His book was controversial, in large part because its author was skeptical of Christianity. In 1666, the House of Commons discussed reviving the writ De Heretico Comburendo, which allowed heretics to be burned at the stake. A bill was passed through the House of Commons to investigate “such books as tend to atheism, blasphemy, and profaneness, or against the essence and attributes of God, and in particular … the book of Mr. Hobbes called the Leviathan.” The bill failed to make it through the House of Lords. So Hobbes stayed alive, but he was forbidden to write any more philosophical or political works, and he was so shaken up that he burned a lot of his papers and started attending church. He wrote an autobiography in Latin verse and translated the Odyssey and the Iliad, and he died at the age of 91.
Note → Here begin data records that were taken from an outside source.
PR #4137, opened 2022-07-16
Issue #5684: Make alterable queries more robust against column ambiguity

### LINKED ISSUE #5684: Fixed: Make `path_autocomplete()` alterable queries more robust against column ambiguity.
path_autocomplete fails when acl, forum, and forums_access are installed. You get the following error on any field where path_autocomplete is called to provide suggestions. You receive the following log error:

```
PDOException: SQLSTATE[23000]: Integrity constraint violation: 1052 Column 'name' in where clause
is ambiguous:
SELECT DISTINCT taxonomy_term_data.`tid` AS `tid`, taxonomy_term_data.`vocabulary`
AS `vocabulary`, taxonomy_term_data.`name` AS `name` FROM {taxonomy_term_data} taxonomy_term_data
LEFT OUTER JOIN {forum_access} fa ON fa.tid = taxonomy_term_data.tid LEFT OUTER JOIN {acl} acl
ON acl.number = taxonomy_term_data.tid AND acl.module = 'forum_access' LEFT OUTER JOIN {acl_user} aclu
ON aclu.acl_id = acl.acl_id WHERE (`name` LIKE :db_condition_placeholder_0 ESCAPE '\\')
AND( (`fa`.`rid` IS NULL ) OR (`fa`.`grant_view` >= :db_condition_placeholder_1)
OR (`aclu`.`uid` IS NOT NULL ) )
ORDER BY tid DESC LIMIT 8 OFFSET 0; Array ( [:db_condition_placeholder_0] => %community%
[:db_condition_placeholder_1] => 1 ) in path_autocomplete()
(line 4226 of backdrop/core/modules/system/system.module).
```

The problem is that taxonomy_term_data and acl are joined in the query, they both have a column named 'name', and an unqualified 'name' is used in the where clause.

To reproduce the behavior:

1. Install and enable acl, forum, and forum_access on Backdrop.
2. Go to Configuration > URL Handling > URL Aliases > Add URL Alias.
3. Type a character in the "System existing path"  input and wait.
4. The autocomplete will trigger and you get an error.

I was able to fix this problem in Backdrop 1.22.0 by editing my core/modules/system/system.module and changing line 4222 from:

<code>    ->condition('name', '%' . db_like($string) . '%', 'LIKE')</code>
to:
<code>    ->condition('taxonomy_term_data.name', '%' . db_like($string) . '%', 'LIKE')</code>

After adding the table name, it prevents the ambiguous SQL 'name' column error and I get suggestions like you would expect for the path.

I know acl, forum, and forum_access appear to be pretty old and I plan long term to look at doing it the forum.backdropcms.org way. I like simple and using mostly core features when I can but I'm porting a Drupal 7 site and need to rely on the old forum module for now. Plus 'name' is a pretty generic column name so it would probably be good to qualify it in the where clause anyway. 

## Additional information

- Backdrop CMS version: 1.22.0
- ACL version: 1.x-1.0.0
- Forum version: 1.x-1.0.2
- Forum Access version: 1.x-1.4.2

indigoxela:
Fixes https://github.com/backdrop/backdrop-issues/issues/5684

### DIFF
--- a/core/modules/system/system.module
+++ b/core/modules/system/system.module
@@ -4146,12 +4146,12 @@ function path_autocomplete($string = '') {
 
   if ($string) {
     // Get node matches.
-    $results = db_select('node', 'n')
-      ->fields('n', array('nid', 'type', 'title', 'status'))
-      ->condition('n.title', '%' . db_like($string) . '%', 'LIKE')
-      ->condition('n.status', 1)
+    $results = db_select('node')
+      ->fields('node', array('nid', 'type', 'title', 'status'))
+      ->condition('node.title', '%' . db_like($string) . '%', 'LIKE')
+      ->condition('node.status', 1)
       ->addTag('node_access')
-      ->orderBy('n.nid', 'DESC')
+      ->orderBy('node.nid', 'DESC')
       ->range(0, $range)
       ->execute();
     foreach ($results as $result) {
@@ -4211,12 +4211,12 @@ function path_autocomplete($string = '') {
 
     // Get taxonomy term matches.
     if (module_exists('taxonomy') && $match_count < $range) {
-      $results = db_select('taxonomy_term_data', 'ttd')
-        ->fields('ttd', array('tid', 'vocabulary', 'name'))
-        ->condition('ttd.name', '%' . db_like($string) . '%', 'LIKE')
+      $results = db_select('taxonomy_term_data')
+        ->fields('taxonomy_term_data', array('tid', 'vocabulary', 'name'))
+        ->condition('taxonomy_term_data.name', '%' . db_like($string) . '%', 'LIKE')
         ->addTag('taxonomy_term_access')
         ->range(0, $range - $match_count)
-        ->orderBy('ttd.tid', 'DESC')
+        ->orderBy('taxonomy_term_data.tid', 'DESC')
         ->execute();
       foreach ($results as $result) {
         $path = backdrop_get_path_alias('taxonomy/term/' . $result->tid);
--- a/core/modules/system/system.module
+++ b/core/modules/system/system.module
@@ -4146,12 +4146,12 @@ function path_autocomplete($string = '') {
 
   if ($string) {
     // Get node matches.
-    $results = db_select('node')
-      ->fields('node', array('nid', 'type', 'title', 'status'))
-      ->condition('title', '%' . db_like($string) . '%', 'LIKE')
-      ->condition('status', 1)
+    $results = db_select('node', 'n')
+      ->fields('n', array('nid', 'type', 'title', 'status'))
+      ->condition('n.title', '%' . db_like($string) . '%', 'LIKE')
+      ->condition('n.status', 1)
       ->addTag('node_access')
-      ->orderBy('nid', 'DESC')
+      ->orderBy('n.nid', 'DESC')
       ->range(0, $range)
       ->execute();
     foreach ($results as $result) {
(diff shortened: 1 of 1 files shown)


klonos (approved):
LGTM 👍🏼

core/modules/system/system.module
```diff
@@ -4146,12 +4146,12 @@ function path_autocomplete($string = '') {
 
   if ($string) {
     // Get node matches.
-    $results = db_select('node')
-      ->fields('node', array('nid', 'type', 'title', 'status'))
-      ->condition('title', '%' . db_like($string) . '%', 'LIKE')
-      ->condition('status', 1)
+    $results = db_select('node', 'n')
```
argiepiano: Instead of creating a brand new alias for node, I propose using 'node', which was the default alias created before this change.

```suggestion
    $results = db_select('node')
```

core/modules/system/system.module
```diff
@@ -4146,12 +4146,12 @@ function path_autocomplete($string = '') {
...
+      ->fields('n', array('nid', 'type', 'title', 'status'))
```
argiepiano:
```suggestion
      ->fields('node', array('nid', 'type', 'title', 'status'))
```

core/modules/system/system.module
```diff
@@ -4146,12 +4146,12 @@ function path_autocomplete($string = '') {
...
+      ->condition('n.title', '%' . db_like($string) . '%', 'LIKE')
```
argiepiano:
```suggestion
      ->condition('node.title', '%' . db_like($string) . '%', 'LIKE')
```

core/modules/system/system.module
```diff
@@ -4146,12 +4146,12 @@ function path_autocomplete($string = '') {
...
+      ->condition('n.status', 1)
```
argiepiano:
```suggestion
      ->condition('node.status', 1)
```

core/modules/system/system.module
```diff
@@ -4146,12 +4146,12 @@ function path_autocomplete($string = '') {
...
       ->addTag('node_access')
-      ->orderBy('nid', 'DESC')
+      ->orderBy('n.nid', 'DESC')
```
argiepiano:
```suggestion
      ->orderBy('node.nid', 'DESC')
```

core/modules/system/system.module
```diff
@@ -4211,12 +4211,12 @@ function path_autocomplete($string = '') {
 
     // Get taxonomy term matches.
     if (module_exists('taxonomy') && $match_count < $range) {
-      $results = db_select('taxonomy_term_data')
-        ->fields('taxonomy_term_data', array('tid', 'vocabulary', 'name'))
-        ->condition('name', '%' . db_like($string) . '%', 'LIKE')
+      $results = db_select('taxonomy_term_data', 'ttd')
```
argiepiano: Instead of introducing a new alias, I suggest using the default provided by db_select
```suggestion
      $results = db_select('taxonomy_term_data')
```

core/modules/system/system.module
```diff
@@ -4211,12 +4211,12 @@ function path_autocomplete($string = '') {
...
+        ->fields('ttd', array('tid', 'vocabulary', 'name'))
```
argiepiano:
```suggestion
        ->fields('taxonomy_term_data', array('tid', 'vocabulary', 'name'))
```

core/modules/system/system.module
```diff
@@ -4211,12 +4211,12 @@ function path_autocomplete($string = '') {
...
+        ->condition('ttd.name', '%' . db_like($string) . '%', 'LIKE')
```
argiepiano:
```suggestion
        ->condition('taxonomy_term_data.name', '%' . db_like($string) . '%', 'LIKE')
```

core/modules/system/system.module
```diff
@@ -4211,12 +4211,12 @@ function path_autocomplete($string = '') {
...
         ->addTag('taxonomy_term_access')
         ->range(0, $range - $match_count)
-        ->orderBy('tid', 'DESC')
+        ->orderBy('ttd.tid', 'DESC')
```
argiepiano:
```suggestion
        ->orderBy('taxonomy_term_data.tid', 'DESC')
```

argiepiano (changes requested):

quicksketch:
Merged into 1.x and 1.22.x. Thanks @indigoxela!

PR #4138, opened 2022-07-19
Issue #5689: Fix type hint in doc block for function arg

### LINKED ISSUE #5689: [DX] Fixed: type hint in doc block for function arg().
## Description of the bug

Documentation task:

```
/**
 * Returns a component of the current Backdrop path.
 *
 * When viewing a page at the path "admin/structure/types", for example, arg(0)
 * returns "admin", arg(1) returns "structure", and arg(2) returns "types".
 *
 * Avoid use of this function where possible, as resulting code is hard to
 * read. In menu callback functions, attempt to use named arguments. See the
 * explanation in menu.inc for how to construct callbacks that take arguments.
 * When attempting to use this function to load an element from the current
 * path, e.g. loading the node on a node page, use menu_get_object() instead.
 *
 * @param $index
 *   The index of the component, where each component is separated by a '/'
 *   (forward-slash), and where the first component has an index of 0 (zero).
 * @param $path
 *   A path to break into components. Defaults to the path of the current page.
 *
 * @return string|NULL
 *   The component specified by $index, or NULL if the specified component was
 *   not found. If called without arguments, it returns an array containing all
 *   the components of the current path.
 */
function arg($index = NULL, $path = NULL) {
```

arg() may return an **array** when run without param.

```
 * @return string|NULL|array
```

indigoxela:
Fixes https://github.com/backdrop/backdrop-issues/issues/5689

### DIFF
--- a/core/includes/bootstrap.inc
+++ b/core/includes/bootstrap.inc
@@ -3788,7 +3788,7 @@ function request_path() {
  * @param $path
  *   A path to break into components. Defaults to the path of the current page.
  *
- * @return string|NULL
+ * @return string|NULL|array
  *   The component specified by $index, or NULL if the specified component was
  *   not found. If called without arguments, it returns an array containing all
  *   the components of the current path.


ghost:
FYI @indigoxela, for PRs like this that just changes comments/documentation and don't need tests, you can add `[skip tests]` in the PR title to skip them.

quicksketch:

PR #179, opened 2014-03-06
135-meta3-jen21

jenlampton:
Last PR for https://github.com/backdrop/backdrop-issues/issues/135

PR #4140, opened 2022-07-20
Security #179: Tighten image style derivative access checks.

quicksketch:
Fixes https://github.com/backdrop-ops/security/issues/179

### DIFF
--- a/core/modules/system/system.install
+++ b/core/modules/system/system.install
@@ -2477,6 +2477,7 @@ function system_update_1025() {
  */
 function system_update_1026() {
   $config = config('system.core');
+  $config->set('file_additional_public_schemes', update_variable_get('file_additional_public_schemes', array()));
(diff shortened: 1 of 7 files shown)


core/modules/system/system.install
```diff
@@ -3304,6 +3304,17 @@ function system_update_1082() {
   }
 }
 
+/**
+ * Set the default value for "file_additional_public_schemes" setting.
+ */
+function system_update_1083() {
+  $config = config('system.core');
+  if ($config->get('file_additional_public_schemes') == NULL) {
```
jenlampton, line 3313: Do we also need to do an `update_variable_get` (in the other system module conversion of system.core variables) so we don't loose this for sites upgrading from Drupal 7 tomorrow?

quicksketch: Good call. I'll add it to the earlier update that covers the other file system settings.

PR #4147, opened 2022-07-22
Issue 5696. Check installer.settings.json and fix if needed

### LINKED ISSUE #5696: Fixed potentially broken installer.settings.json configuration file.
## Description of the bug

This is a follow-up to #5690, where we discovered that under certain circumstances saving the update settings form can create a broken installer.settings.json file.

The immediate problem is fixed, but we need to take care of already broken files, as discovering what it needs to fix it isn't obvious.
We need an update hook.

argiepiano:
Fixes https://github.com/backdrop/backdrop-issues/issues/5696

### DIFF
--- a/core/modules/update/update.install
+++ b/core/modules/update/update.install
@@ -240,16 +240,27 @@ function update_update_1004() {
 }
 
 /**
- * Check installer.settings.json and fix it if broken.
+ * Check installer.settings.json and fix it or remove it if needed.
  */
 function update_update_1005() {
   $config = config('installer.settings');
-  if (!$config->isNew() && empty($config->get('installer_server'))) {
-    $config->set('installer_server', array(
-      'url' => 'https://projects.backdropcms.org',
-      'name' => 'Backdrop',
-    ));
-    $config->save();
+  if (!$config->isNew()) {
+    // Check to see if installer is installed.
+    // We must do this with a database query, as module_exists() doesn't tell us
+    // if the module is disabled or uninstalled.
+    $schema_version = db_query("SELECT schema_version FROM {system} WHERE name = 'installer' AND type = 'module'")->fetchObject();
+    if ($schema_version->schema_version < 0) {
+      // instaler is uninstalled. Remove the config file.
+      $config->delete();
+    } 
+    elseif (empty($config->get('installer_server'))) {
+      // Fix the config file.
+      $config->set('installer_server', array(
+        'url' => 'https://projects.backdropcms.org',
+        'name' => 'Backdrop',
+      ));
+      $config->save();
+    }
   }
 }
 
--- a/core/modules/update/update.install
+++ b/core/modules/update/update.install
@@ -250,9 +250,9 @@ function update_update_1005() {
     // if the module is disabled or uninstalled.
     $module_info = db_query("SELECT schema_version FROM {system} WHERE name = 'installer' AND type = 'module'")->fetchObject();
     if ($module_info->schema_version < 0) {
-      // instaler is uninstalled. Remove the config file.
+      // Installer is uninstalled. Remove the config file.
       $config->delete();
-    } 
+    }
     elseif (empty($config->get('installer_server'))) {
       // Fix the config file.
       $config->set('installer_server', array(
--- a/core/modules/update/update.install
+++ b/core/modules/update/update.install
@@ -240,9 +240,13 @@ function update_update_1004() {
 }
 
 /**
- * Check installer.settings.json and fix it or remove it if needed.
+ * Check for a faulty installer.settings.json and fix it or remove it if needed.
  */
 function update_update_1005() {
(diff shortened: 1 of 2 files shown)


core/modules/update/update.install
```diff
@@ -239,6 +239,31 @@ function update_update_1004() {
...
+ */
+function update_update_1005() {
+  $config = config('installer.settings');
+  if (!$config->isNew()) {
+    // Check to see if installer is installed.
+    // We must do this with a database query, as module_exists() doesn't tell us
+    // if the module is disabled or uninstalled.
+    $module_info = db_query("SELECT schema_version FROM {system} WHERE name = 'installer' AND type = 'module'")->fetchObject();
+    if ($module_info->schema_version < 0) {
+      // instaler is uninstalled. Remove the config file.
```
indigoxela: Oops, tiny typo:

instaler -> Installer :wink:

argiepiano: Fixed.

core/modules/update/update.install
```diff
@@ -239,6 +239,31 @@ function update_update_1004() {
   $config->save();
 }
 
+/**
+ * Check installer.settings.json and fix it or remove it if needed.
```
docwilmot: It took me a while reading the back issues to figure why we needed this function (about Installer, but in Update??), so I suspect others may benefit from a little bit more explanation here without needing to git blame in the future.

core/modules/update/update.install
```diff
@@ -239,6 +239,31 @@ function update_update_1004() {
...
+ */
+function update_update_1005() {
+  $config = config('installer.settings');
+  if (!$config->isNew()) {
```
docwilmot, line 254: This is TRUE if the settings file doesnt exist, right? Does this block need to run if the file doesnt exist?

core/modules/update/update.install
argiepiano: Thanks, @docwilmot. I had originally added this to `installer.intall`, but @indigoxela rightly pointed out that the faulty installer.settings.json is created even if `installer` is not enabled, meaning that the deletion of the faulty file must happen outside `installer.install` (otherwise, the faulty config file will not get fixed or removed if `installer` is uninstalled). 

The culprit for creating this faulty and unnecessary file is an ealier update hook inside `update.install`. Therefore we both thought that creating this update hook within `update.install` was the right way to process. 

I can add some explanations for this in the update hook. However I did not want to confuse or overwhelm the administrator running update with information in the doc block (which is shown when you run update.php). Do you suggest adding as inline comments within the function?

core/modules/update/update.install
argiepiano: The idea here is that the fixing or removal of the config file must happen only if the file actually exists, and if it's faulty (e.g. if it's there even when `installer` is disabled, or if the key `installer_server` doesn't exist in the file).

So, this `if` statement checks the config file. If the file is new, that means that the file doesn't exist. If this is the case, we don't need to do any fixing or removing. 

Side note: a different PR, already committed and released as part of 1.22.2, already fixed the code that created the faulty and unnecessary `installer.settings.json` file in the first place.

core/modules/update/update.install
docwilmot: I agree with everything you folks did actually, it just took me a while to get it, so wanted to ensure we help the next person to come across this function. And yes, I think some inline would be great.

core/modules/update/update.install
docwilmot: > If the file is new, that means that the file doesn't exist

That sounds so totally backwards! 😄 Sounds like we should have a `Config::file_exists()` or something. 

In either case, maybe a brief code comment for the rest of us please?

argiepiano: > That sounds so totally backwards!

Yup 😄 My wording didn't help. Rephrase: "if the config object returns TRUE for `isNew()` that means that it has not been saved, and the file doesn't exist." Makes more sense?  

I'll add better documentation later.

argiepiano: @docwilmot, I added more explanations. Please check to see if they make sense now.

core/modules/update/update.install
```diff
@@ -239,6 +239,35 @@ function update_update_1004() {
   $config->save();
 }
 
+/**
+ * Check installer.settings.json and fix it or remove it if needed.
+ */
+function update_update_1005() {
+  $config = config('installer.settings');
```
docwilmot, line 250: What I was actually suggesting earlier was a comment about why this update hook exists, to explain why Installer code is in Update. Something like "Saving the update settings form created an empty copy of installer settings in earlier Backdrop versions. This update hook fixes this." Sorry to nitpick and not explain the nitpick  properly.

argiepiano: OK, got it. Please check the latest version and let me know if this is what you had in mind.

quicksketch:

PR #4148, opened 2022-07-25
Issue #5700: Fix docblocks of hook_boot() and hook_init() [skip tests]

### LINKED ISSUE #5700: Fixed: Docblock should reference '$settings['page_cache_invoke_hooks']' (not '$settings['invoke_page_cache_hooks']').
## Description of the bug

The [documentation of `hook_boot()`](https://docs.backdropcms.org/api/backdrop/core%21modules%21system%21system.api.php/function/hook_boot/1) says:

> This hook by default is not called on pages served by the default page cache, but can be enabled through the `$settings['invoke_page_cache_hooks']` option in [settings.php](https://docs.backdropcms.org/api/backdrop/settings.php/1).

The correct name is `'page_cache_invoke_hooks'`, which is readily verified by doing a search on both names in Backdrop core. The only occurrence of `'invoke_page_cache_hooks'` is in the docblock of `hook_boot()`, also `hook_exit()`.

So the docblocks are the only thing that needs to be corrected. No change needed in functional code.

bugfolder:
Fixes https://github.com/backdrop/backdrop-issues/issues/5700.

Documentation-only change; no change to code.

### DIFF
--- a/core/modules/system/system.api.php
+++ b/core/modules/system/system.api.php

It’s the birthday of the poet Algernon Charles Swinburne, (books by this author) born in London (1837). He was just over five feet tall. His cousin wrote about him during their school days: “He was strangely tiny. His limbs were small and delicate; and his sloping shoulders looked far too weak to carry his great head, the size of which was exaggerated by the tousled mass of red hair standing almost at right angles to it. Hero-worshippers talk of his hair as having been a ‘golden aureole.’ At that time there was nothing golden about it. Red, violent, aggressive red it was, unmistakable, unpoetical carrots.” Swinburne liked Eton, where he was known as “mad Swinburne,” and he hated Oxford. But it was there that he befriended the Pre-Raphaelites, especially Dante Gabriel Rossetti, who called him “my little Northumbrian friend.” As roommates, they kept a pet wombat and got drunk together frequently. Swinburne was famous for his outrageous personality — extremely melodramatic, he liked to slide naked down banisters, and he would literally skip around a room, shrieking his poetry at the top of his lungs. Oscar Wilde called him “a braggart in matters of vice.” But he was a popular and respected poet in his own right. His books include Atalanta in Calydon (1865), Poems and Ballads I (1866), and Tristram of Lyonesse (1882).
Today is the birthday of the father of antiseptic medicine: Joseph Lister, born in Upton, England (1827). He was a surgeon at the Glasgow Royal Infirmary, where about half of all patients in surgery died later of what was called “ward fever.” The prevailing theory of infection was that it was caused by miasma, or bad air. But Lister thought that infection might be caused by an invisible dust, like pollen, so he experimented with using carbolic acid to clean wounds. He also required his surgeons to wash their hands before and after surgery, which was a completely new medical practice. The mortality rate in Lister’s ward dropped to 15 percent, and a couple of years later, it was down to 5 percent.
Lister lived into the 20th Century, long enough to see the medical community accept his theory of the cause of infection.